Stored data
........

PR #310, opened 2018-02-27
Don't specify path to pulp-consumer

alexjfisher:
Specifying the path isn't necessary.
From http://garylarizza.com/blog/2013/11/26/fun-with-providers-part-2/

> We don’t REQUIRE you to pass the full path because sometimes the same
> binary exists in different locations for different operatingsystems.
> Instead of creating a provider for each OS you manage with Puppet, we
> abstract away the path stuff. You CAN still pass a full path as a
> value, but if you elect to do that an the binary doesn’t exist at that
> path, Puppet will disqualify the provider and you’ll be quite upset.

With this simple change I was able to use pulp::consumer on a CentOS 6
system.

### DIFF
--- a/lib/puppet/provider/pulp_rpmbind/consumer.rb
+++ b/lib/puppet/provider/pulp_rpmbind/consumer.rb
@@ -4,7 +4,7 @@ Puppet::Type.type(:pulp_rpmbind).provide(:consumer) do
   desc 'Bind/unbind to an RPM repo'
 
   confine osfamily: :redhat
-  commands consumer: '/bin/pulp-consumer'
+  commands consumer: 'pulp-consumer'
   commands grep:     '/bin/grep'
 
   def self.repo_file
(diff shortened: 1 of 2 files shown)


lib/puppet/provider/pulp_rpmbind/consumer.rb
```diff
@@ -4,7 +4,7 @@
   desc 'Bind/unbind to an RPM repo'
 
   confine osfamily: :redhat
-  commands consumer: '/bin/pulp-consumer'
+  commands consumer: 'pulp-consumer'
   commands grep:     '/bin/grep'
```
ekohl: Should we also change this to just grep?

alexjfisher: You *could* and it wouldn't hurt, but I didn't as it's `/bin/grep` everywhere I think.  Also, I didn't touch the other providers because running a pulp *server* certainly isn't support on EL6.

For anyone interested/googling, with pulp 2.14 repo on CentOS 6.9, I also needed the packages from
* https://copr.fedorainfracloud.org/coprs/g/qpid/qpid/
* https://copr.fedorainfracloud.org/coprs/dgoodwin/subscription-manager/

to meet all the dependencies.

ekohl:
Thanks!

........

**Task statement**
Which lines above hold the string "consumer"? Copy every one of them.

**Result for this task**
Don't specify path to pulp-consumer
With this simple change I was able to use pulp::consumer on a CentOS 6
--- a/lib/puppet/provider/pulp_rpmbind/consumer.rb
+++ b/lib/puppet/provider/pulp_rpmbind/consumer.rb
@@ -4,7 +4,7 @@ Puppet::Type.type(:pulp_rpmbind).provide(:consumer) do
-  commands consumer: '/bin/pulp-consumer'
+  commands consumer: 'pulp-consumer'
lib/puppet/provider/pulp_rpmbind/consumer.rb
-  commands consumer: '/bin/pulp-consumer'
+  commands consumer: 'pulp-consumer'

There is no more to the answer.